═════ RECORDS FOR THIS EXERCISE
PR #948, opened 2022-07-19
IGNITE-17092: Implement topology command

PakhomovAlexander:
https://issues.apache.org/jira/browse/IGNITE-17092

### DIFF
--- a/modules/cli/src/integrationTest/java/org/apache/ignite/cli/commands/cluster/status/ItClusterStatusReplCommandInitializedTest.java
+++ b/modules/cli/src/integrationTest/java/org/apache/ignite/cli/commands/cluster/status/ItClusterStatusReplCommandInitializedTest.java
@@ -15,31 +15,41 @@
  * limitations under the License.
  */
 
-package org.apache.ignite.cli.commands.cluster;
+package org.apache.ignite.cli.commands.cluster.status;
 
 import static org.junit.jupiter.api.Assertions.assertAll;
 
-import org.apache.ignite.cli.commands.CliCommandTestIntegrationBase;
-import org.apache.ignite.cli.commands.cluster.status.ClusterStatusReplSubCommand;
-import org.junit.jupiter.api.Disabled;
+import org.apache.ignite.cli.commands.CliCommandTestInitializedIntegrationBase;
+import org.junit.jupiter.api.BeforeAll;
 import org.junit.jupiter.api.DisplayName;
 import org.junit.jupiter.api.Test;
+import org.junit.jupiter.api.TestInfo;
 
 /**
- * Tests for {@link ClusterStatusReplSubCommand}.
+ * Tests for {@link ClusterStatusReplSubCommand} for the cluster that is initialized.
══════════
▶ ACTIVITY
Return each entry exactly. Leave none out.

▶ RESULT OF THE TASK
PR #948, opened 2022-07-19
IGNITE-17092: Implement topology command

PakhomovAlexander:
https://issues.apache.org/jira/browse/IGNITE-17092

### DIFF
--- a/modules/cli/src/integrationTest/java/org/apache/ignite/cli/commands/cluster/status/ItClusterStatusReplCommandInitializedTest.java
+++ b/modules/cli/src/integrationTest/java/org/apache/ignite/cli/commands/cluster/status/ItClusterStatusReplCommandInitializedTest.java
@@ -15,31 +15,41 @@
  * limitations under the License.
  */
 
-package org.apache.ignite.cli.commands.cluster;
+package org.apache.ignite.cli.commands.cluster.status;
 
 import static org.junit.jupiter.api.Assertions.assertAll;
 
-import org.apache.ignite.cli.commands.CliCommandTestIntegrationBase;
-import org.apache.ignite.cli.commands.cluster.status.ClusterStatusReplSubCommand;
-import org.junit.jupiter.api.Disabled;
+import org.apache.ignite.cli.commands.CliCommandTestInitializedIntegrationBase;
+import org.junit.jupiter.api.BeforeAll;
 import org.junit.jupiter.api.DisplayName;
 import org.junit.jupiter.api.Test;
+import org.junit.jupiter.api.TestInfo;
 
 /**
- * Tests for {@link ClusterStatusReplSubCommand}.
+ * Tests for {@link ClusterStatusReplSubCommand} for the cluster that is initialized.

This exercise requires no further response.